7. Modify the ``main_multi_backend.nf`` to add a new channel:

.. code:: bash

    ... in the workflow definition ...

    if (sorter == 'kilosort25') {
        spikesort_out = spikesort_kilosort25(
            max_duration_minutes,
            preprocessing_out.results
        )
    } else if (sorter == 'kilosort4') {
        spikesort_out = spikesort_kilosort4(
            max_duration_minutes,
            preprocessing_out.results
        )
    } else if (sorter == 'spykingcircus2') {
        spikesort_out = spikesort_spykingcircus2(
            max_duration_minutes,
            preprocessing_out.results
        )
    } else if (sorter == 'newsorter') {
        spikesort_out = spikesort_newsorter(
            max_duration_minutes,
            preprocessing_out.results
        )
    }

8. | Run the pipeline with the new sorter by specifying the sorter name in the parameters (e.g., ``"sorter": "newsorter"``) or from 
   | the command line: ``--sorter newsorter``.


Custom postprocessing
---------------------

The postprocessing step combines the spike sorting results with the preprocess data to compute additional ``extensions``.
Extensions are useful for downstream analysis, curation, and visualization, but can be computationally intensive to 
compute, especially for large datasets.

By default, the pipeline computes a standardized and comprehensiveset of extensions, but there are only two extensions 
that are strictly required: ``random_spikes`` and ``templates``.

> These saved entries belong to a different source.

PR #7245, opened 2021-02-22
Remove redundant rank data

### LINKED ISSUE #7240: Remove redundant user global rank attributes
- `UserStatistics#pp_rank`
- `UserStatistics#rank.global`
  - used in profile page (and maybe somewhere else as well?)
  - move country rank outside as well
- `UserCompact#current_mode_rank`
  - used in user listing (friends, groups)
  - include full statistics instead...?

nanaya:
Resolves #7240. `rank.country` will be removed later once everything is moved to use `country_rank`.

I'm not sure the current usage state in osu though :thinking: This assumes they moved to use `global_rank` already.

### DIFF
--- a/app/Http/Controllers/FriendsController.php
+++ b/app/Http/Controllers/FriendsController.php
@@ -8,6 +8,7 @@ namespace App\Http\Controllers;
 use App\Jobs\UpdateUserFollowerCountCache;
 use App\Models\User;
 use App\Models\UserRelation;
+use App\Transformers\UserCompactTransformer;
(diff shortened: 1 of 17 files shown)


frenzibyte:
Yes, osu!lazer has moved to always use `global_rank` instead of `ranks.global`.

notbakaneko (changes requested):
maybe mention the removal in `Breaking Changes` section 🤔

notbakaneko (approved):

PR #7253, opened 2021-02-24
Refactor database cursor helper

### LINKED ISSUE #7233: Easier Database Cursor Helper Usage
A few recent observations on what can be improved about that helper to allow simpler usage of it.

- migrate remaining usage of `cursorWhere` to `cursorSort` (or whatever the simplified function equivalent is)
- allow generation of the helper direct from model (with trait perhaps)
- allow skipping manual helper creation (by accepting both string and helper for the `cursorSort` scope)
- remove intermediate cursor format (the one generated by `DbCursorSort#prepare`) and only use it internally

Any other extension can be dropped by changing the ``postprocessing`` section of the parameters file.
For example, this configuration will only compute the required ``random_spikes``, ``templates``, ``correlograms`` and ``unit_locations``:

.. code:: json

    "postprocessing": {
        ...
        "extensions": {
            "random_spikes": {
                "max_spikes_per_unit": 500,
                "method": "uniform",
                "margin_size": null,
                "seed": null
            },
            "templates": {
                "ms_before": 1.0,
                "ms_after": 2.0
            },
            "correlograms": {
                "window_ms": 50.0,
                "bin_ms": 1.0
            },
            "unit_locations": {
                "method": "monopolar_triangulation"
            }
    }


Note that in with this parameter configuration, the ``curation`` step will be skipped, 
since it relies on the ``quality_metrics``/``template_metrics`` extension, which are not being computed.